Optimal Radiation Delivery Methods and Dosing Strategies Under Study

Author(s):

The quest to deliver optimal radiation therapy for patients with prostate cancer has led to a variety of advances in technologies and techniques, yet key questions remain unanswered.

Howard M. Sandler, MD, MS

The quest to deliver optimal radiation therapy for patients with prostate cancer has led to a variety of advances in technologies and techniques, yet key questions remain unanswered. Clinical trials now under way are expected to help clarify unsettled issues in several areas, particularly in proton beam therapy and hypofractionation, according to Howard M. Sandler, MD, MS.

Sandler, who is chair of Cancer Therapeutics and chair of Radiation Oncology at Cedars-Sinai Medical Center in Los Angeles, provided an overview of treatment options for radiation therapy in prostate cancer during the 6th Annual Interdisciplinary Prostate Cancer Congress™.

Figure 1. Primary Treatment

of Localized Prostate Cancer1

Data from 11,892 men in the Cancer of the Prostate Strategic Urologic Research Endeavor (CaPSURE) registry are analyzed.

CAPRA indicates Cancer of the Prostate Risk Assessment scores.

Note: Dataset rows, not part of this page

PR #4414, opened 2026-04-12
Remove plugin system

### LINKED ISSUE #3021: Problem with plugin
There are some bugs in file "archinstall/lib/plugins.py" and "archinstall/__init__.py". 

# First problem #

If I add `--plugin https://raw.githubusercontent.com/phisch/archinstall-aur/master/archinstall-aur.py` in archinstall command, this error appears:

```
Loading plugin from url ParseResult(scheme='https', netloc='raw.githubusercontent.com', path='/phisch/archinstall-aur/refs/heads/master/archinstall-aur.py', params='', query='', fragment='')
  File "/home/archi/MyArchIso/install.py", line 3, in <module>
    from my_global_menu import Menu
  File "/home/archi/MyArchIso/my_global_menu.py", line 1, in <module>
    from archinstall.lib.global_menu import GlobalMenu
  File "/usr/lib/python3.12/site-packages/archinstall/__init__.py", line 282, in <module>
    post_process_arguments(arguments)
  File "/usr/lib/python3.12/site-packages/archinstall/__init__.py", line 275, in post_process_arguments
    load_plugin(path)
  File "/usr/lib/python3.12/site-packages/archinstall/lib/plugins.py", line 95, in load_plugin
    localized = _localize_path(path)
                ^^^^^^^^^^^^^^^^^^^^
  File "/usr/lib/python3.12/site-packages/archinstall/lib/plugins.py", line 38, in _localize_path
    converted_path = Path(f'/tmp/{path.stem}_{hashlib.md5(os.urandom(12)).hexdigest()}.py')
                                  ^^^^^^^^^
AttributeError: 'str' object has no attribute 'stem'
```

Seems that the problem is in function `post_process_arguments` in file `archinstall/__init__.py`. This function passes a string to the function `load_plugin` instead of a 'Path' object.
I changed line 276 to `path = Path(args['plugin'])` and the problem was solved.

#Second Problem #
At this point new problem came out: 

```
Loading plugin from url ParseResult(scheme='https', netloc='', path='/raw.githubusercontent.com/phisch/archinstall-aur/refs/heads/master/archinstall-aur.py', params='', query='', fragment='')
  File "/home/archi/MyArchIso/install.py", line 3, in <module>
    from my_global_menu import Menu
  File "/home/archi/MyArchIso/my_global_menu.py", line 1, in <module>
    from archinstall.lib.global_menu import GlobalMenu
  File "/usr/lib/python3.12/site-packages/archinstall/__init__.py", line 282, in <module>
    post_process_arguments(arguments)
  File "/usr/lib/python3.12/site-packages/archinstall/__init__.py", line 275, in post_process_arguments
    load_plugin(path)
  File "/usr/lib/python3.12/site-packages/archinstall/lib/plugins.py", line 95, in load_plugin
    localized = _localize_path(path)
                ^^^^^^^^^^^^^^^^^^^^
  File "/usr/lib/python3.12/site-packages/archinstall/lib/plugins.py", line 41, in _localize_path
    temp_file.write(urllib.request.urlopen(url.geturl()).read().decode('utf-8'))
                    ^^^^^^^^^^^^^^^^^^^^^^^^^^^^^^^^^^^^
  File "/usr/lib/python3.12/urllib/request.py", line 215, in urlopen
    return opener.open(url, data, timeout)
           ^^^^^^^^^^^^^^^^^^^^^^^^^^^^^^^
  File "/usr/lib/python3.12/urllib/request.py", line 512, in open
    req = meth(req)
          ^^^^^^^^^
  File "/usr/lib/python3.12/urllib/request.py", line 1268, in do_request_
    raise URLError('no host given')
urllib.error.URLError: <urlopen error no host given>
```

The problem seems localized in funcion `_localize_path` in file `archinstall/lib/plugins.py`,  where funcion url.geturl() return "https:///raw.githubusercontent.com/phisch/archinstall-aur/master/archinstall-aur.py" (there are 3 backslash after "https:").

codefiles:
Closes #3021


svartkanin:
Fine by me, but I'll await @Torxed opinion

Torxed:
Need to consider this a bit. It breaks a few known users use cases, mine included.

Is it just in favor of removing code that otherwise looks unused? Or just to clean up complexity?

h8d13:
think yes it's a lot of complexity in main installer file

We could also document to make modification into `guided.py` at the stage they need with some things that can help them to do this properly like `installation.something` and `profile.provision` or `post_install` probably a few more that are easier to play with properly

codefiles:
Maybe removing it is not the way to go.

svartkanin:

Proton Beam Therapy Growing

Although therapy trends have varied during the past two decades, radiation therapy remains an important modality. The percentage of patients treated with external-beam radiation therapy or brachytherapy ranged from 20.9% to 23.5% depending on risk level, according to the most recent Cancer of the Prostate Strategic Urologic Research Endeavor (CaPSURE) database analysis, which Sandler cited (Figure 1).1 When it comes to delivering radiation therapy to a patient, Sandler said that determining the best dose of a particular form of radiation therapy is at the heart of the specialty. It also is important to keep that dose of radiation concentrated on the tumor and spare the surrounding tissue as much as possible, he stressed.To achieve those goals, proton beam therapy theoretically would be more beneficial than several other methods of external radiation therapy because the technology allows for greater doses to be delivered to the tumor while reducing the incidence of treatment-related tissue damage, Sandler said.

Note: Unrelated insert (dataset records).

Issue #4405, opened 2026-04-10
Standardize Enum member naming


codefiles:
Python documentation examples for the `enum` module use `UPPER_CASE` for member names; archinstall uses `UPPER_CASE` and `PascalCase`.

- https://docs.python.org/3/library/enum.html
- https://docs.python.org/3/howto/enum.html

PR #4417, opened 2026-04-12
Refactor FilesystemType

codefiles:
Part of #4405

### DIFF
--- a/archinstall/lib/disk/disk_menu.py
+++ b/archinstall/lib/disk/disk_menu.py
@@ -508,17 +508,17 @@ def _boot_partition(sector_size: SectorSize, using_gpt: bool) -> PartitionModifi
 		start=start,
 		length=size,
 		mountpoint=Path('/boot'),
-		fs_type=FilesystemType.Fat32,
+		fs_type=FilesystemType.FAT32,
 		flags=flags,
 	)
 
 
 async def select_main_filesystem_format() -> FilesystemType:
 	items = [
-		MenuItem('btrfs', value=FilesystemType.Btrfs),
-		MenuItem('ext4', value=FilesystemType.Ext4),
-		MenuItem('xfs', value=FilesystemType.Xfs),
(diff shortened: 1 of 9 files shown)


archinstall/lib/models/device.py
```diff
@@ -131,9 +131,14 @@ def parse_arg(
...
 
+				if fs_type := partition.get('fs_type'):
+					fs_type = FilesystemType(fs_type)
+				else:
+					fs_type = None
+
 				device_partition = PartitionModification(
 					status=ModificationStatus(partition['status']),
-					fs_type=FilesystemType(partition['fs_type']) if partition.get('fs_type') else None,
+					fs_type=fs_type,
```
codefiles, line 141: Without this change mypy produces this error:

```
archinstall/lib/models/device.py:136: error: Argument 1 to "FilesystemType" has incompatible type "str | None"; expected "str"  [arg-type]
```

archinstall/lib/disk/disk_menu.py
```diff
@@ -508,17 +508,17 @@ def _boot_partition(sector_size: SectorSize, using_gpt: bool) -> PartitionModifi
...
 	)
 
 
 async def select_main_filesystem_format() -> FilesystemType:
 	items = [
-		MenuItem('btrfs', value=FilesystemType.Btrfs),
-		MenuItem('ext4', value=FilesystemType.Ext4),
-		MenuItem('xfs', value=FilesystemType.Xfs),
-		MenuItem('f2fs', value=FilesystemType.F2fs),
+		MenuItem(FilesystemType.BTRFS.value, value=FilesystemType.BTRFS),
```
svartkanin, line 518: FYI there's a helper function https://github.com/archlinux/archinstall/blob/bf9b9cb7c17c87595676a52210803a2ebb02af48/archinstall/tui/ui/menu_item.py?plain=1#L147
it was introduced after this was implemented so one day we can move it :)

svartkanin (approved):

Indeed, he noted that cancer centers throughout the country are increasingly investing in proton technology, which can cost as much as $150 million or $200 million for large systems. At least 10 centers have established proton sites, and approximately a dozen additional centers are planning to do so.

However, Sandler said there is scant evidence that proton beam therapy delivers superior outcomes, citing a review of 36 studies in various tumor types.2 In a 2007 paper, Brada et al found no studies demonstrating that proton beam therapy was superior to best available photon therapies such as intensity-modulated radiation therapy (IMRT) and three-dimensional conformal radiotherapy (3-D CRT).

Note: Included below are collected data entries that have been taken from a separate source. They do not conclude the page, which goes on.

PR #4418, opened 2026-04-12
Fix DataclassInstance annotation and libcrypt loading

AmmaarBakshi:
## PR Description

This PR fixes two startup issues:

1. `archinstall/lib/output.py`
   - Changed `DataclassInstance` to a forward reference (`'DataclassInstance'`) so the annotation is only evaluated during type checking and does not crash at runtime.

2. `archinstall/lib/crypt.py`
   - Made `libcrypt` loading POSIX-only using `find_library('crypt')`.
   - Added a runtime guard so import does not fail immediately on Windows when `libcrypt` is unavailable.

## Tests and Checks
- [x] `python -m py_compile archinstall/lib/output.py archinstall/lib/crypt.py`
- [ ] Additional Linux runtime testing pending

### DIFF
--- a/archinstall/lib/crypt.py
+++ b/archinstall/lib/crypt.py
@@ -1,6 +1,7 @@
 import base64
 import ctypes
 import os
+from ctypes.util import find_library
 from pathlib import Path
 
 from cryptography.fernet import Fernet, InvalidToken
@@ -8,7 +9,13 @@ from cryptography.hazmat.primitives.kdf.argon2 import Argon2id
 
 from archinstall.lib.output import debug
 
-libcrypt = ctypes.CDLL('libcrypt.so')
+libcrypt_name = find_library('crypt') or 'libcrypt.so'
+try:
+	libcrypt = ctypes.CDLL(libcrypt_name)
+except OSError as exc:
+	raise ImportError(
+		'Could not load system libcrypt library; make sure libcrypt is installed and accessible.'
+	) from exc
 
 libcrypt.crypt.argtypes = [ctypes.c_char_p, ctypes.c_char_p]
 libcrypt.crypt.restype = ctypes.c_char_p


codefiles:
> - Changed `DataclassInstance` to a forward reference (`'DataclassInstance'`) so the annotation is only evaluated during type checking and does not crash at runtime.

A few things you missed:

- `ruff check`

  ```
  UP037 [*] Remove quotes from type annotation
    --> archinstall/lib/output.py:20:6
     |
  18 |     @staticmethod
  19 |     def _get_values(
  20 |         o: 'DataclassInstance',
     |            ^^^^^^^^^^^^^^^^^^^
  21 |         class_formatter: str | Callable | None = None,  # type: ignore[type-arg]
  22 |         filter_list: list[str] = [],
     |
  help: Remove quotes
  ```
  
  https://docs.astral.sh/ruff/rules/quoted-annotation/

- https://github.com/archlinux/archinstall/blob/bf9b9cb7c17c87595676a52210803a2ebb02af48/archinstall/lib/output.py#L13-L14

- d57709c

> - Made `libcrypt` loading POSIX-only using `find_library('crypt')`.

Why?

> - Added a runtime guard so import does not fail immediately on Windows when `libcrypt` is unavailable.

archinstall is not intended to run on Windows.

LLM generated?

AmmaarBakshi:
> > * Changed `DataclassInstance` to a forward reference (`'DataclassInstance'`) so the annotation is only evaluated during type checking and does not crash at runtime.
> 
> A few things you missed:
> 
> * `ruff check`
>   ```
>   UP037 [*] Remove quotes from type annotation
>     --> archinstall/lib/output.py:20:6
>      |
>   18 |     @staticmethod
>   19 |     def _get_values(
>   20 |         o: 'DataclassInstance',
>      |            ^^^^^^^^^^^^^^^^^^^
>   21 |         class_formatter: str | Callable | None = None,  # type: ignore[type-arg]
>   22 |         filter_list: list[str] = [],
>      |
>   help: Remove quotes
>   ```
>   
>   
>       
>         
>       
>   
>         
>       
>   
>       
>     
>   https://docs.astral.sh/ruff/rules/quoted-annotation/
> * https://github.com/archlinux/archinstall/blob/bf9b9cb7c17c87595676a52210803a2ebb02af48/archinstall/lib/output.py#L13-L14
> * [d57709c](https://github.com/archlinux/archinstall/commit/d57709cb2f23aad2de5e546780ced0a8889a77d2)
> 
> > * Made `libcrypt` loading POSIX-only using `find_library('crypt')`.
> 
> Why?
> 
> > * Added a runtime guard so import does not fail immediately on Windows when `libcrypt` is unavailable.
> 
> archinstall is not intended to run on Windows.
> 
> LLM generated?

good catch on the ruff flag, added from __future__ import annotations to the module so the quoted annotation isn't needed anymore.

for crypt.py, yeah fair enough, dropped the os.name guard entirely. kept find_library('crypt') though since hardcoding libcrypt.so skips the linker search path which could break on distros that put it somewhere non-standard. the try/except gives a clear error if it's missing instead of a raw OSError.

and no lol, just overthought the windows compat thing.

force pushed with the fixes.

archinstall/lib/output.py
```diff
@@ -1,3 +1,5 @@
+from __future__ import annotations
```
codefiles: a92cd50 :unamused:

AmmaarBakshi: should i remove "from __future__ import annotations" 😭 ?

AmmaarBakshi: i have done some changes, tell me about them.....

codefiles:
> for crypt.py, yeah fair enough, dropped the os.name guard entirely. kept find_library('crypt') though since hardcoding libcrypt.so skips the linker search path which could break on distros that put it somewhere non-standard. the try/except gives a clear error if it's missing instead of a raw OSError.

The `archinstall` package has `libcrypt.so` as a dependency.

https://gitlab.archlinux.org/archlinux/packaging/packages/archinstall/-/blob/main/PKGBUILD?ref_type=heads#L23

I do not think the change is warranted without demonstrating it actually solves a problem.

AmmaarBakshi:
> > for crypt.py, yeah fair enough, dropped the os.name guard entirely. kept find_library('crypt') though since hardcoding libcrypt.so skips the linker search path which could break on distros that put it somewhere non-standard. the try/except gives a clear error if it's missing instead of a raw OSError.
> 
> https://gitlab.archlinux.org/archlinux/packaging/packages/archinstall/-/blob/main/PKGBUILD?ref_type=heads#L23
> 
> The `archinstall` package has `libcrypt.so` as a dependency. I do not think the change is warranted without demonstrating it actually solves a problem.

Ah, that makes total sense. I didn't realize the PKGBUILD strictly enforced the .so dependency. Since the output.py forward reference issue is also natively resolved by Python 3.14 now, there isn't really anything left of value in this PR. I'll go ahead and close it! Thanks for the review.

In April, Gray et al3 reported that results of seven trials indicate patients treated with proton therapy experienced a low rate of acute and late grade 3 gastrointestinal and genitourinary toxicity, and that the method appears to keep disease under control. The paper also noted that smaller systems costing $15 million to $25 million are now hitting the market, which would make the technology more cost-effective.

Currently, the American Society for Radiation Oncology (ASTRO) believes that the role of proton therapy in prostate cancer is unclear and that more research is needed, including data comparing its efficacy to such other modalities as IMRT and brachytherapy.4 Indeed, the first head-to-head clinical trial is under way. A phase III trial being conducted at Massachusetts General Hospital and the University of Pennsylvania is currently enrolling 461 patients with low- or low-intermediate risk prostate cancer and randomizing them either to proton beam therapy or IMRT (Figure 2). The results of the study are expected in 2016, at which point Sandler hopes the role of proton beam therapy in prostate cancer will be decided.

“If proton therapy doesn’t reduce toxicity for prostate cancer, then there’s no reason to be doing it,” Sandler said.

Figure 2. Proton Beam Versus IMRT in Low- or Low-Intermediate Risk Prostate Cancer

EPIC, indicates Expanded Prostate Cancer Index Composite; IMRT, intensity-modulated radiation therapy; QoL, quality of life.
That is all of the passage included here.